_Try it_. Filter the entries for the string "biography". Copy each line that has it.

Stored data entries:
------------------------------------------------

Issue #25, opened 2023-03-30
A3.4 HTTP Get Call Handling


misslame:
﻿**As a User (Mentor, Mentee, or Educator), I want to be able to change my name as well as display my pronouns & nickname.** 

Details: Ensure that the back end can handle HTTP GET calls to allow for the fetching of the user's name, nickname, and pronouns. 

Technical Details: 
- Back-end
- MySQL
- HTTP GET
- Django

PR #271, opened 2023-08-01
Leaf/a3.4 http get call handling

shotoh:
issue #25

### DIFF
--- a/mesh/profiles/urls.py
+++ b/mesh/profiles/urls.py
@@ -4,8 +4,8 @@ from . import views as profile_views
 
 urlpatterns = [
     path("biography", profile_views.bio_view),
-    path("profile-picture", profile_views.ProfilePicturesView.as_view(), name="profile-picture"),
-    path("user-name", profile_views.UserNamesView.as_view(), name="user-name"),
-    path("preferred-name", profile_views.PreferredNamesView.as_view(), name="preferred-name"),
-    path("preferred-pronouns", profile_views.PreferredPronounsView.as_view(), name="preferred-pronouns"),
+    path("profile-picture/<int:account_id>", profile_views.ProfilePicturesView.as_view(), name="profile-picture"),
+    path("user-name/<int:account_id>", profile_views.UserNamesView.as_view(), name="user-name"),
+    path("preferred-name/<int:account_id>", profile_views.PreferredNamesView.as_view(), name="preferred-name"),
+    path("preferred-pronouns/<int:account_id>", profile_views.PreferredPronounsView.as_view(), name="preferred-pronouns"),
 ]
--- a/mesh/profiles/urls.py
+++ b/mesh/profiles/urls.py
@@ -4,8 +4,8 @@ from . import views as profile_views
 
 urlpatterns = [
     path("biography", profile_views.bio_view),
-    path("profilePicture", profile_views.ProfilePicturesView.as_view(), name="profile_picture"),
-    path("userName", profile_views.UserNamesView.as_view(), name="user_name"),
-    path("preferredName", profile_views.PreferredNamesView.as_view(), name="preferred_name"),
-    path("preferredPronouns", profile_views.PreferredPronounsView.as_view(), name="preferred_pronouns"),
+    path("profile-picture", profile_views.ProfilePicturesView.as_view(), name="profile-picture"),
+    path("user-name", profile_views.UserNamesView.as_view(), name="user-name"),
+    path("preferred-name", profile_views.PreferredNamesView.as_view(), name="preferred-name"),
+    path("preferred-pronouns", profile_views.PreferredPronounsView.as_view(), name="preferred-pronouns"),
 ]
--- a/mesh/profiles/urls.py
+++ b/mesh/profiles/urls.py
@@ -1,9 +1,11 @@
 from django.urls import path
+
 from . import views as profile_views
-from django.http import HttpRequest
 
 urlpatterns = [
-    
-    path('biography', profile_views.bio_view),
-    path("profilePicture", profile_views.profile_picture, name="profile_picture")
+    path("biography", profile_views.bio_view),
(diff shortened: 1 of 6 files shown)


mesh/profiles/views.py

------------------------------------------------

_Answer to this task_.
     path("biography", profile_views.bio_view),
     path("biography", profile_views.bio_view),
-    path('biography', profile_views.bio_view),
+    path("biography", profile_views.bio_view),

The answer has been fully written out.